==== GIVEN INFORMATION

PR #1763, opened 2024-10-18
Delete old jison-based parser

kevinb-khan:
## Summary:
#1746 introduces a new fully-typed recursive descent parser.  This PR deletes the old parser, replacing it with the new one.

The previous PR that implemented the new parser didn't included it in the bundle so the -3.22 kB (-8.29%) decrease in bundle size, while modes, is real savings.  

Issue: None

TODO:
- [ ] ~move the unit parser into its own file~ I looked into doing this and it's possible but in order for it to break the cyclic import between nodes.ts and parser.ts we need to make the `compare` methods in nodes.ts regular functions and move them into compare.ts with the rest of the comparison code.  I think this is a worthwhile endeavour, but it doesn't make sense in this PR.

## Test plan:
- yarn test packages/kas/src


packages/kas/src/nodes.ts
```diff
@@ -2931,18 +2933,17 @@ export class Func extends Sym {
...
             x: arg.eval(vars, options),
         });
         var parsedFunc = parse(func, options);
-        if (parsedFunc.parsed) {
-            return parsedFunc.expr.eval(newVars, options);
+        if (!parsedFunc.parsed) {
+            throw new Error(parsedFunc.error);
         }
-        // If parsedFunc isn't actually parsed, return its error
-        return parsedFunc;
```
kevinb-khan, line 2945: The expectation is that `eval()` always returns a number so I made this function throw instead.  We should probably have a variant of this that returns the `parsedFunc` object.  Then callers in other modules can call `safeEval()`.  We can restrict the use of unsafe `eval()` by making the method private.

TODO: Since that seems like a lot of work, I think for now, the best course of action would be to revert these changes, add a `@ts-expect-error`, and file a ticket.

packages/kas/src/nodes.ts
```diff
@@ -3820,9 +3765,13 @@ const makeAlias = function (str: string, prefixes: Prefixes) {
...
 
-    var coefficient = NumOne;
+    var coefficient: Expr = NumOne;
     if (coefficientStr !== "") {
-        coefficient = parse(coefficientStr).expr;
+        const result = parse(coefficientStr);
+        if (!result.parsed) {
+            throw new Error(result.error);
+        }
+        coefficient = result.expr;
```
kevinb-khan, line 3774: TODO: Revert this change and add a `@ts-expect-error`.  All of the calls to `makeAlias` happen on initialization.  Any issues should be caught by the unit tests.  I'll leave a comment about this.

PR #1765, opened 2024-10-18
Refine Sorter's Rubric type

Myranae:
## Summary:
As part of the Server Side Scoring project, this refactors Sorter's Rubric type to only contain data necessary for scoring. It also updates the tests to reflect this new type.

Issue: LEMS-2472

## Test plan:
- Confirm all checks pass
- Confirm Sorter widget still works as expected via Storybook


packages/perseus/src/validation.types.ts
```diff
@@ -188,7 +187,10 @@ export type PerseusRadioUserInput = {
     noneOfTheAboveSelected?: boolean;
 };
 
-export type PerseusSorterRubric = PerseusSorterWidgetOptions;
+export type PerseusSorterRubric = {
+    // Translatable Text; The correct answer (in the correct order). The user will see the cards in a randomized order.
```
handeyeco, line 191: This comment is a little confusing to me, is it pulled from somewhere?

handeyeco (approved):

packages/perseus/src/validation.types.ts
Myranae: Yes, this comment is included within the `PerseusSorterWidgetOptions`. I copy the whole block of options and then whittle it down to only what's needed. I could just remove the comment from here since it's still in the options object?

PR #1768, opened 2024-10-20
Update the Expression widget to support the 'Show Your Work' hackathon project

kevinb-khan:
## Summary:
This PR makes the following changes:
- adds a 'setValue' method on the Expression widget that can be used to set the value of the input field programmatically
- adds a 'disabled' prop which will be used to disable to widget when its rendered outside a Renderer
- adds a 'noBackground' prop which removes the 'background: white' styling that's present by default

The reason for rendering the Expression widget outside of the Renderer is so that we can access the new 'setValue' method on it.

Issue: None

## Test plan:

========
==== GIVEN INFORMATION

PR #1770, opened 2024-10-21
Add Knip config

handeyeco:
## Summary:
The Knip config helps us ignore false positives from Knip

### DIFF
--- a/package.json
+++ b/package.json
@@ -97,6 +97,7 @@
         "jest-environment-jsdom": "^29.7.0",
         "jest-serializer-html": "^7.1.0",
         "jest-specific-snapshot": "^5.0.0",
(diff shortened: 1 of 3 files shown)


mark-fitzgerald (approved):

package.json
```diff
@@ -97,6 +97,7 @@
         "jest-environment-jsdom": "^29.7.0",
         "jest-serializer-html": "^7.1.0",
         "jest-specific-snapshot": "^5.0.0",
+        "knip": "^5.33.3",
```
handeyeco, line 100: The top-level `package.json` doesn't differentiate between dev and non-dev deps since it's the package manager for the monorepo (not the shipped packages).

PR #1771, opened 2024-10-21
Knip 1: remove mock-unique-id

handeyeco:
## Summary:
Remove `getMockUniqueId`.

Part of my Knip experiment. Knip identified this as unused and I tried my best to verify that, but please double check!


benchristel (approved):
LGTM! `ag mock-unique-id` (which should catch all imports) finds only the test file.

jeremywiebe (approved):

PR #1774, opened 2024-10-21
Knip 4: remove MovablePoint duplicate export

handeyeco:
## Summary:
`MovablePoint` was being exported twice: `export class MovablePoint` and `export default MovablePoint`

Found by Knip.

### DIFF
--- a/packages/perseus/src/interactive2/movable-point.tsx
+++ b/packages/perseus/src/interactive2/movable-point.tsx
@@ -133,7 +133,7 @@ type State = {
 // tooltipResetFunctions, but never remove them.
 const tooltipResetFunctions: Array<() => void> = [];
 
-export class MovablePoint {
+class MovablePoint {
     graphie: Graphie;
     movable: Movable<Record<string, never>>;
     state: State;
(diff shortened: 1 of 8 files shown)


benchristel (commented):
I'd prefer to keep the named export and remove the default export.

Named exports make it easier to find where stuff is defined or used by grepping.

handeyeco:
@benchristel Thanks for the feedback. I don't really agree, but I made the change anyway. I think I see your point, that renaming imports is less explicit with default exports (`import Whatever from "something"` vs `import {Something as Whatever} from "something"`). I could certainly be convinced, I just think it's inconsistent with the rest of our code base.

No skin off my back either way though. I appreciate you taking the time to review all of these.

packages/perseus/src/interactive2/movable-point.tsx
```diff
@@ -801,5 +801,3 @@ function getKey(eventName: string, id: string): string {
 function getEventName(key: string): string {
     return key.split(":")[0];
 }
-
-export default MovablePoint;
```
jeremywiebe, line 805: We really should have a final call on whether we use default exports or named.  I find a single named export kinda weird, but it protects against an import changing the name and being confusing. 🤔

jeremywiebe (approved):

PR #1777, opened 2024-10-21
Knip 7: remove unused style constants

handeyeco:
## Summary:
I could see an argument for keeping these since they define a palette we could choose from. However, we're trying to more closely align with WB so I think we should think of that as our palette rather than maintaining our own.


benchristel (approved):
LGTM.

========
==== GIVEN INFORMATION

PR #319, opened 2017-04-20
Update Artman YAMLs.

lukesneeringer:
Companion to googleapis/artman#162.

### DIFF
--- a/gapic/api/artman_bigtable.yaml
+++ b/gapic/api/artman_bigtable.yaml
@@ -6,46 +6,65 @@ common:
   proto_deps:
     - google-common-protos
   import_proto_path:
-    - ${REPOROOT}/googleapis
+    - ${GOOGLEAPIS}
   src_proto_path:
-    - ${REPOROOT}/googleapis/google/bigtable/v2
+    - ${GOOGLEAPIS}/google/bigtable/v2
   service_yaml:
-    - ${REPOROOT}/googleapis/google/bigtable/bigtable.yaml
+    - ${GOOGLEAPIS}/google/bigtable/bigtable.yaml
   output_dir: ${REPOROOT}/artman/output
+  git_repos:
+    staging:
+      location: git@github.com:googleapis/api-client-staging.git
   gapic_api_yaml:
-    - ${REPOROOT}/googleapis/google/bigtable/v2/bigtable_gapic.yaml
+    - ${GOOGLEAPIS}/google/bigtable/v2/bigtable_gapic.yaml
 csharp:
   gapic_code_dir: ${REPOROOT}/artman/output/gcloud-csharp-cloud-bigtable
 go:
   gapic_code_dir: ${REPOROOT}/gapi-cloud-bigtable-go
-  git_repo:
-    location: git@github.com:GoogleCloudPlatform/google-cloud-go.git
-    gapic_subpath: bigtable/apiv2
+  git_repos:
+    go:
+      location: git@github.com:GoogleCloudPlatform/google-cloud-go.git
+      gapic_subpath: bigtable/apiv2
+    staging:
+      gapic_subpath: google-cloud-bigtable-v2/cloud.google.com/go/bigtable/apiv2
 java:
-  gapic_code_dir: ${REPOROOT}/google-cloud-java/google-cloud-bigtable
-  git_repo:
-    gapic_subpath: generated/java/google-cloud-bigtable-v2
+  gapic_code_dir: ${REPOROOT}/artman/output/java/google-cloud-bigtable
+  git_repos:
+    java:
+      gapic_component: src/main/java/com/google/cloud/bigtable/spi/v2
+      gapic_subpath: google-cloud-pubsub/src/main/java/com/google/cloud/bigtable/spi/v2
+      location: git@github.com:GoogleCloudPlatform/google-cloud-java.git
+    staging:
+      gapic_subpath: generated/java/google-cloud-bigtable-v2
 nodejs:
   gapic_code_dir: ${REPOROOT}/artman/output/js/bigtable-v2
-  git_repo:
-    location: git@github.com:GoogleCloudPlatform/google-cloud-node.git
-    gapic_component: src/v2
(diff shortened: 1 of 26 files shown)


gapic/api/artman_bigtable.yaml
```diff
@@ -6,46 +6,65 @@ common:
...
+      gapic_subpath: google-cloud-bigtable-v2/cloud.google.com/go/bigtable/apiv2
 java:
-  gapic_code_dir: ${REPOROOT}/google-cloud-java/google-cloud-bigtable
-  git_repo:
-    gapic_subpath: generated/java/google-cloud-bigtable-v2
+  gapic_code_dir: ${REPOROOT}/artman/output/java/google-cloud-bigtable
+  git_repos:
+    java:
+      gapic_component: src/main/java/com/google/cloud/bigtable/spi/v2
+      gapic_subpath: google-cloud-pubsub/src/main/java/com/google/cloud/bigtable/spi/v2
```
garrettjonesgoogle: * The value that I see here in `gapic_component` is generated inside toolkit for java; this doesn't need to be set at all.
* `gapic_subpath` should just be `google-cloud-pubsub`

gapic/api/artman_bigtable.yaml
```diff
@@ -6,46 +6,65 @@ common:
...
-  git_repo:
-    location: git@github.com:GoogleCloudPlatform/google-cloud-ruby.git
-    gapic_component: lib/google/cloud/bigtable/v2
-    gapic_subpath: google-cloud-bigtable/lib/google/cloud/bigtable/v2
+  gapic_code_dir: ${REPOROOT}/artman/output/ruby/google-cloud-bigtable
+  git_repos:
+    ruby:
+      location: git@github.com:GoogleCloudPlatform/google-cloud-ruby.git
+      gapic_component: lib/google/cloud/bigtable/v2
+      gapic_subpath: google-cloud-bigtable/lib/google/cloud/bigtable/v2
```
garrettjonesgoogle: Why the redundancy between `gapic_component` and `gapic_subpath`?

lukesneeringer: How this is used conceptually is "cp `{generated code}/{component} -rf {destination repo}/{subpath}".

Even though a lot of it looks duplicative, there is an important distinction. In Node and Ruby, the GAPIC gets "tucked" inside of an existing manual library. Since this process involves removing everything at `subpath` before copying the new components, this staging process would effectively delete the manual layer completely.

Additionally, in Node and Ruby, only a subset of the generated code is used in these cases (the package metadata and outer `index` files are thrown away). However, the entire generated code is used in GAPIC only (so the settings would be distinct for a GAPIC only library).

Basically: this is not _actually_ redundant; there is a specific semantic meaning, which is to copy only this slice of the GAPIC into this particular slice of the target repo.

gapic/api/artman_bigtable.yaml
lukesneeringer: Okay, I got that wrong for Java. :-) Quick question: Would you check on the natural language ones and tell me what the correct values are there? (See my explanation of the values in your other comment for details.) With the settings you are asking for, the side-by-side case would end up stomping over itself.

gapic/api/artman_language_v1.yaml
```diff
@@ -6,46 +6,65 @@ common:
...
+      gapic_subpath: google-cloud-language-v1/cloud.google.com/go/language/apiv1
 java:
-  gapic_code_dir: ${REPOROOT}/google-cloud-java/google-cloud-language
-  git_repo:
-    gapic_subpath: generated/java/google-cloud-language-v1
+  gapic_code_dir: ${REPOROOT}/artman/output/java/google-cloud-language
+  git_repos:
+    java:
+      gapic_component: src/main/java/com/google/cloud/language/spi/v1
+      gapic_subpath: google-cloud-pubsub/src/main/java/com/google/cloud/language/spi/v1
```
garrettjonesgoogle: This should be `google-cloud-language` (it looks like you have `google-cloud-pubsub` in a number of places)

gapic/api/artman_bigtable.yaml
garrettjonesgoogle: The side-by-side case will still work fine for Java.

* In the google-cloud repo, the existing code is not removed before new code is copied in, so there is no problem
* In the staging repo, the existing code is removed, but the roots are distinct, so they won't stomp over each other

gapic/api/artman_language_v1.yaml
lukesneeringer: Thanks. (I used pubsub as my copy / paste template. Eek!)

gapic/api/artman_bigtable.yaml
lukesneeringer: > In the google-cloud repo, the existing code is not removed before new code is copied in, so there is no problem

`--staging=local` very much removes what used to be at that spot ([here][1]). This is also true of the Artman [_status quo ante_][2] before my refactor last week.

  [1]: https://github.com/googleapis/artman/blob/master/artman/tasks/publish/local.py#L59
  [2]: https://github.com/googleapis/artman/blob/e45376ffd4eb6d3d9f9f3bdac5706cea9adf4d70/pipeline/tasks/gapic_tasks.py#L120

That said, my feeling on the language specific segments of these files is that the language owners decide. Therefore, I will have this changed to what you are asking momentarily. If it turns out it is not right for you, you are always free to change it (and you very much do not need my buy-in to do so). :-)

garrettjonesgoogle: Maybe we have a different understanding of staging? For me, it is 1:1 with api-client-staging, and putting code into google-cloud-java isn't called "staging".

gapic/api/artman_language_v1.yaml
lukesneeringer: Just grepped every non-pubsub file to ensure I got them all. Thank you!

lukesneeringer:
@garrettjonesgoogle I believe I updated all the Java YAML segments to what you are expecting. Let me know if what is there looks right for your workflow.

========

WORK TO BE COMPLETED: The answer must consist of every line in the records above that contains the word "from".

EXERCISE SOLUTION:
handeyeco, line 191: This comment is a little confusing to me, is it pulled from somewhere?
Myranae: Yes, this comment is included within the `PerseusSorterWidgetOptions`. I copy the whole block of options and then whittle it down to only what's needed. I could just remove the comment from here since it's still in the options object?
The Knip config helps us ignore false positives from Knip
@benchristel Thanks for the feedback. I don't really agree, but I made the change anyway. I think I see your point, that renaming imports is less explicit with default exports (`import Whatever from "something"` vs `import {Something as Whatever} from "something"`). I could certainly be convinced, I just think it's inconsistent with the rest of our code base.
I could see an argument for keeping these since they define a palette we could choose from. However, we're trying to more closely align with WB so I think we should think of that as our palette rather than maintaining our own.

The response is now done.